In any case, the Larger Catechism also affirms that the Holy Spirit proceeds from the Father and the Son (question 10), so it would be board status quo anyway. I assume the reason the Athanasian Creed is required is because of its detailed explanation of the orthodox understanding of the Trinity.


----------



## Dearly Bought

austinww said:


> In any case, the Larger Catechism also affirms that the Holy Spirit proceeds from the Father and the Son (question 10), so it would be board status quo anyway.
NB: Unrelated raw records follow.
PR #7307, opened 2019-08-23
[Fix #7287] Auto-correction of FrozenStringLiteralComment is unsafe

### LINKED ISSUE #7287: Style/FrozenStringLiteralComment should not be considered as safe for autocorrection
Hi,
I think `Style/FrozenStringLiteralComment` should not be considered as safe for autocorrection.

For example:

```
my_string = 'foo'
my_string << 'will crash with frozen_string_literal'
```

This code will crash with an error `can't modify frozen String (FrozenError)`.

Regards,
John

buehmann:
Auto-correction of `Style/FrozenStringLiteralComment` changes the state of
string objects in a program and may thus break it.

This closes #7287.

### DIFF
--- a/config/default.yml
+++ b/config/default.yml
@@ -2758,7 +2758,7 @@ Style/FrozenStringLiteralComment:
                  to help transition to frozen string literals by default.
   Enabled: true
   VersionAdded: '0.36'
-  VersionChanged: '0.69'
+  VersionChanged: '0.79'
   EnforcedStyle: always
   SupportedStyles:
     # `always` will always add the frozen string literal comment to a file
@@ -2769,6 +2769,7 @@ Style/FrozenStringLiteralComment:
     # `never` will enforce that the frozen string literal comment does not
     # exist in a file.
     - never
+  Safe: false
 
 Style/GlobalVars:
   Description: 'Do not introduce global variables.'
--- a/CHANGELOG.md
+++ b/CHANGELOG.md
@@ -16,6 +16,10 @@
 * [#7595](https://github.com/rubocop-hq/rubocop/issues/7595): Make `Style/NumericPredicate` aware of ignored methods when specifying ignored methods. ([@koic][])
 * [#7607](https://github.com/rubocop-hq/rubocop/issues/7607): Fix `Style/FrozenStringLiteralComment` infinite loop when magic comments are newline-separated. ([@pirj][])
 
+### Changes
+
+* [#7287](https://github.com/rubocop-hq/rubocop/issues/7287): `Style/FrozenStringLiteralComment` is now considered unsafe. ([@buehmann][])
+
 ## 0.78.0 (2019-12-18)
 
 ### New features
--- a/manual/cops_style.md
+++ b/manual/cops_style.md
@@ -2271,7 +2271,7 @@ EnforcedStyle | `annotated` | `annotated`, `template`, `unannotated`
 
 Enabled by default | Safe | Supports autocorrection | VersionAdded | VersionChanged
 --- | --- | --- | --- | ---
-Enabled | Yes | Yes  | 0.36 | 0.69
+Enabled | No | Yes  | 0.36 | 0.79
 
 This cop is designed to help you transition from mutable string literals
 to frozen string literals.


koic:
IMHO, `SafeAutoCorrect: false` may not be a bad choice. For example, it causes a breaking change when a string passed from a dependent gem changes from a mutable string to a frozen string.

However, it may be better to warn users to use `String#dup` or `String#+@` for destructive operations on frozen string literals. AFAIK, matz has not given up the possibility of defaulting to a frozen string in the future. In Ruby 3.0, matz was abandant for changing it because there were not enough tools to prevent destructive changes (I heard that at RubyConf Taiwan 2019).

Therefore, I couldn't conclude and was pending this configuration.

bbatsov:
> However, it may be better to warn users to use String#dup or String#+@ for destructive operations on frozen string literals. 

I guess that should be a different cop, thought, right?

config/default.yml
```diff
@@ -2730,6 +2730,7 @@ Style/FrozenStringLiteralComment:
     # `never` will enforce that the frozen string literal comment does not
     # exist in a file.
     - never
+  SafeAutoCorrect: false
```
bbatsov: I think the cop is actually unsafe (as it doesn't actually check the source to figure out if it's ok to add the magic comment). Unsafe for a cop means that it yields false positives or the suggestions can change the meaning of the code. Unsafe for auto-correct means the cop the cop suggestions are safe, but the auto-correct can't apply those reliably.

koic:
> I guess that should be a different cop, though, right?

Yes. I think it should be a different cop's responsibility.

config/default.yml
koic: I get it! That makes sense to me. Thank for the explanation.

buehmann: > I think the cop is actually unsafe

Makes sense. Should we add `Safe: false` then as well?

Having looked into how `--safe` and `--safe-auto-correct` work I am a bit confused, though:

Is it correct that currently `rubocop --safe-auto-correct` applies "safe" autocorrections of unsafe cops (i.e. it also fixes false positives reliably)? And that you need to use `rubocop --safe-auto-correct --safe` to really not make any changes to the meaning of the code? 😕

bbatsov: > Is it correct that currently rubocop --safe-auto-correct applies "safe" autocorrections of unsafe cops (i.e. it also fixes false positives reliably)?

There are no such cases - if a cop is unsafe, its auto-correct is unsafe as well. 

> And that you need to use rubocop --safe-auto-correct --safe to really not make any changes to the meaning of the code?

Yep - basically you get the safe report, but not all of those offences would have safe fixes, so you need to specify this further. I guess that's somewhat confusing, but we couldn't come up with a better way to express it.

bbatsov: > Makes sense. Should we add Safe: false then as well?

Only it - this will affect the auto-correct as well.

buehmann: > Only it - this will affect the auto-correct as well.

Are you sure? I tried something along these lines this morning with a cop that only has `Safe: false`:
https://github.com/rubocop-hq/rubocop/blob/8d071f0c9a32f594b696cb7a3b6a0e5adabad42b/config/default.yml#L3344-L3354
```sh-session
$ cat example.rb          
# frozen_string_literal: true

# thief is not a Hash
thief.has_key?(:foo)

$ rubocop -f c example.rb 
example.rb:4:7: C: Style/PreferredHashMethods: Use Hash#key? instead of Hash#has_key?.
thief.has_key?(:foo)
      ^^^^^^^^

$ rubocop -f c --safe example.rb

$ rubocop -f c --safe-auto-correct example.rb
example.rb:4:7: C: [Corrected] Style/PreferredHashMethods: Use Hash#key? instead of Hash#has_key?.
thief.has_key?(:foo)
      ^^^^^^^^

```
Here the (wrong) autocorrect is done although the cop is safe.

bbatsov: `PreferredHashMethod` is inherently unsafe, as you can never be certain if the receiver is a hash or not. I guess it's simply not marked as unsafe.

buehmann: That's my point. The cop _is_ marked as unsafe, but its auto-correction is not marked as unsafe. You claimed above that setting `Safe: false` for a cop implies `SafeAutoCorrect: false` (if I understood you correctly). My example shows that this is not true.

So we either have a bug here or I still have a misconception how these two levels of safeness are supposed to work.

bbatsov: Or I do. 😆 Since I don't spend as much time on the code as I used to, I'm starting to forget some of my original reasoning. But in general I'm struggling to see how the cop's suggestions can be unsafe, but it corrections can be somehow safe. Safe always meant preserving the semantics on the code intact.

bbatsov:
@buehmann It'd be nice if we wrapped this PR at some point. Going back to https://github.com/rubocop-hq/rubocop/pull/7307/files#r318753133 - it seems to me that marking some cop as `unsafe` should imply that it's auto-correct is unsafe as well.

buehmann:
Thanks for the reminder. Then RuboCop does not behave as expected at the moment. I will probably create a separate issue for that and propose a fix. After that we can come back to this one.

buehmann:
@bbatsov Now that we have #7611 I changed this PR to declare the cop as `Safe: false` (only).

bbatsov:
Thanks!

config/default.yml
marcandre: > I think the cop is actually unsafe (as it doesn't actually check the source to figure out if it's ok to add the magic comment). Unsafe for a cop means that it yields false positives or the suggestions can change the meaning of the code. Unsafe for auto-correct means the cop the cop suggestions are safe, but the auto-correct can't apply those reliably.

I would propose a different definition.  Unsafe for a cop means that it yields false positives *and that's it*. (e.g. "don't use `dig` with single argument is unsafe, as it could be a custom method in a gem dependency and thus perfectly o.k. and without another alternative). The FrozenStringLiteral cop is a good example where the fact that we can't reliably autocorrect a source doesn't mean it can't or shouldn't be done. Since *any source* can modified to have a frozen string literal comment, that all sources should, and that the cop will always correctly detect if there is a frozen string literal comment, I believe this cop is Safe, only its auto-correction is unsafe. How does that sound @bbatsov ?

marcandre: ping @bbatsov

I assume the reason the Athanasian Creed is required is because of its detailed explanation of the orthodox understanding of the Trinity.


Also, subscribing the Belgic Confession necessarily entails a subscription of the Athanasian Creed,



> ...we do willingly receive the three creeds, namely, that of the Apostles, of Nice, and of Athanasius: likewise that, which, conformable thereunto, is agreed upon by the ancient fathers.
> (Belgic Confession, Article 9)



Furthermore, the Belgic Confession itself includes the filioque,


> We believe and confess also, that the Holy Ghost, from eternity, proceeds from the Father and Son; and therefore neither is made, created, nor begotten, but only proceedeth from both; who in order is the third person of the Holy Trinity; of one and the same essence, majesty and glory with the Father, and the Son; and therefore, is the true and eternal God, as the Holy Scriptures teach us.
> (Belgic Confession, Article 11)




---------- Post added at 08:00 PM ---------- Previous post was at 07:48 PM ----------

In addition to the work I mentioned above, here is another excellent example of the consequences of denying the filioque:



> "...the phrase in the creed can lead to a possible misunderstanding. It can threaten our understanding of the Spirit’s universality. It might suggest to the worshiper that Spirit is not the gift of the Father to creation universally but a gift confined to the sphere of the Son and even the sphere of the church. It could give the impression that the Spirit is not present in the whole world but limited to Christian territories. Though it need not, the filioque might threaten the principle of universality- the truth that the Spirit is universally present, implementing the universal salvific will of Father and Son. One could say that the filioque promotes Christomonism."
> (Clark Pinnock, Flame of Love:A Theology of the Holy Spirit, p. 196)


----------



## MW

What is "Trinity?" An unity of three. That is fairly easy to say, but what does it mean? If you begin with one substance you are forced to explain in what sense God is three. If you settle on the word "subsistence" or "person" to describe the threeness of God you face the problem of defining what is a subsistence or person. Once you have determined that a subsistence or person is a mode of subsisting in relation to other subsistences or persons, it becomes clear that the conviction of God's threeness functionally depends on "personal properties." Once one has accepted that point it is not hard to see that the denial of a "personal property" is nothing less than a denial of a mode of subsistence in the substance that is called God. In other words, from the viewpoint that God is essentially one, a denial that the Spirit proceeds from the Son can be interpreted theologically as a denial that the Son is a person of the Godhead. It is anathematised with Arianism because it equates to the same error even though it takes a longer path to reach it.


----------



## Dearly Bought

Further illustration from Pinnock's work,



> "In my view the phrase diminishes the role of the Spirit and gives the impression that he has no mission of his own. It does not encourage us to contemplate the broad range of his operations in the universe. It tends to restrict Spirit to the churchly domain and deny his presence among people outside. It does not encourage us to view the divine mission as being prior to and geographically larger than the Son's. It could seem to limit Spirit to having a noetic function in relation to Christ, as if the Spirit fostered faith in him and nothing more. It undercuts the idea that Spirit can be active where the Son is not named and supports the restrictive reading of the axiom "Outside the church, no salvation."
> (Clark Pinnock, Flame of Love:A Theology of the Holy Spirit, p. 196)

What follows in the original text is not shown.